Illumina is also challenging the EC’s jurisdiction to investigate the transaction under Article 22 of the European Union (EU) Merger Regulation. The Commission reversed decades of merger policy in asserting jurisdiction under Article 22 of the EU Merger Regulation on April 19, 2021, seven months after the deal was announced. Illumina has filed an action in the General Court of the EU seeking annulment of the EC’s jurisdiction to review the acquisition.

"The Commission’s unprecedented decision to assert jurisdiction to review this transaction between two U.S.-based companies leaves businesses around the world uncertain as to how the EU Merger Regulation will be applied in the future," said Dadswell.

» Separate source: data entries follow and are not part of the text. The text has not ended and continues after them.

PR #147, opened 2025-05-20
Fixes the BasisSet class's ctor (and warnings)

ryanmrichard:
The fixes to the `BasisSet` class are analogous to the ones needed for the `Molecule` class (i.e., ensure the copy/move ctors do not try to use the templated ctor). I also went through and removed the warnings that my compiler was raising. GauXC should now be "warning free" (completely warning free will be impossible with Obara-Saika preprocessor message)

### DIFF
--- a/src/xc_integrator/local_work_driver/host/obara_saika/src/config_obara_saika.hpp
+++ b/src/xc_integrator/local_work_driver/host/obara_saika/src/config_obara_saika.hpp
@@ -252,11 +252,6 @@ namespace XCPU {
 
 // Scalar SIMD Emulation
 #else
-#if (defined(__GNUC__) && __cplusplus >= 202302L)
-  #warning "Warning: ISA Not Specified: Using Scalar Code"
-#else
-  #pragma message "Warning: ISA Not Specified: Using Scalar Code"
-#endif
   #define SIMD_TYPE double
   
   #define SIMD_LENGTH 1
--- a/src/xc_integrator/local_work_driver/host/obara_saika/src/config_obara_saika.hpp
+++ b/src/xc_integrator/local_work_driver/host/obara_saika/src/config_obara_saika.hpp
@@ -252,7 +252,7 @@ namespace XCPU {
 
 // Scalar SIMD Emulation
 #else
-#ifdef __GNUC__
+#if (defined(__GNUC__) && __cplusplus >= 202302L)
   #warning "Warning: ISA Not Specified: Using Scalar Code"
 #else
   #pragma message "Warning: ISA Not Specified: Using Scalar Code"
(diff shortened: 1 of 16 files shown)


src/xc_integrator/local_work_driver/host/obara_saika/src/config_obara_saika.hpp
```diff
@@ -252,7 +252,7 @@ namespace XCPU {
 
 // Scalar SIMD Emulation
 #else
-#ifdef __GNUC__
+#if (defined(__GNUC__) && __cplusplus >= 202302L)
```
wavefunction91, line 255: Not sure I understand the `__cplusplus` guard here, is there a compiler this was erroring out for without it. Honestly, we can remove this warning, it was more for internal use anyways. However, you *can* make it go away by ensuring that the host compilation uses arch specific flags (e.g. `-march=native`). I don't include them by default because there's not a good (portable) way to do it, but if you're seeing this warning for a `Release` build, you should rethink how you're compiling.

src/xc_integrator/local_work_driver/host/reference_local_host_work_driver.cxx
```diff
@@ -299,7 +299,7 @@ void ReferenceLocalHostWorkDriver::eval_uvvar_mgga_rks( size_t npts, size_t nbe,
   const double* basis_eval, const double* dbasis_x_eval,
   const double *dbasis_y_eval, const double* dbasis_z_eval, const double* lbasis_eval,
   const double* X, size_t ldx, const double* mmat_x, const double* mmat_y, 
-  const double* mmat_z, size_t ldm,
+  const double* mmat_z, size_t /*ldm*/,
```
wavefunction91, line 302: This is actually a bug that should be addressed separately - we're not using the `ldm` but we should be to act as intended. Thanks for pointing it out. It would be a big help if you could propagate this, but if not, I can put it on my list.

src/xc_integrator/local_work_driver/host/reference_local_host_work_driver.cxx
```diff
@@ -1166,7 +1166,7 @@ void ReferenceLocalHostWorkDriver::eval_zmat_gga_vxc_gks( size_t npts, size_t nb
       cou_offsets_map[shell_list[i]] = cou_cart_sizes[i];
     }
 
-    size_t ndo = 0;
+    //size_t ndo = 0;
```
wavefunction91, line 1169: We can just delete this variable

wavefunction91 (changes requested):

src/xc_integrator/local_work_driver/host/obara_saika/src/config_obara_saika.hpp
ryanmrichard: I'm compiling with Apple Clang 17 and it complains that `#warning` is a C++23 feature. The `__cplusplus` guard checks that the C++ standard is C++23 or greater. That said, I'll just remove it.

src/xc_integrator/local_work_driver/host/reference_local_host_work_driver.cxx
ryanmrichard: While I can guess what `ldm` is supposed to do from looking at other functions, I don't know for sure. So I don't feel comfortable making the change on my own.

wavefunction91: No problem, that's fine, I'll take it as an action item - I know this is annoying, but could you revert the changes to this file just keep it visible?

ryanmrichard: I kept the removal of `ndo`, but reverted the changes that commented out the unused function parameters.

wavefunction91 (approved):
lgtm

PR #160, opened 2025-11-10
Allow building of shared libraries

### LINKED ISSUE #159: Cannot build GauXC shared library
Due to explicit STATIC attribute GauXC does not allow to build shared libraries if `-DBUILD_SHARED_LIBS=ON` is set:

https://github.com/wavefunction91/GauXC/blob/0319e71c5a5557e2380afd2b8a9dba7853130f41/src/CMakeLists.txt#L35-L44

It would be great if GauXC could support building shared libraries.

awvwgk:
Remove STATIC attribute from gauxc library to allow building shared libraries with `-DBUILD_SHARED_LIBS=ON`

Closes #159

### DIFF
--- a/src/CMakeLists.txt
+++ b/src/CMakeLists.txt
@@ -32,7 +32,7 @@ include( gauxc-integratorxx )
 include( gauxc-exchcxx      )
 
 
-add_library( gauxc STATIC 
+add_library( gauxc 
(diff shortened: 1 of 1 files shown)


wavefunction91 (approved):
lgtm

PR #165, opened 2025-11-29
WIP: try fixing issue where GauXC insists on building its own copy of LibXC even when the Psi4 CMake has already ensured that LibXC is installed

Illumina’s re-acquisition of GRAIL means that millions of citizens across the European Economic Area (EEA) will be able to access life-saving early cancer screening years sooner. "When people have access to early cancer detection, lives will be saved," said Francis deSouza, Chief Executive Officer of Illumina. "If this acquisition does not proceed, GRAIL’s European roll-out will be slower and the cost will be measured in the unnecessary loss of life. Re-uniting GRAIL with Illumina will accelerate availability of the GRAIL test by many years in the EEA and globally, saving tens of thousands of lives, and leading to significant health care cost savings."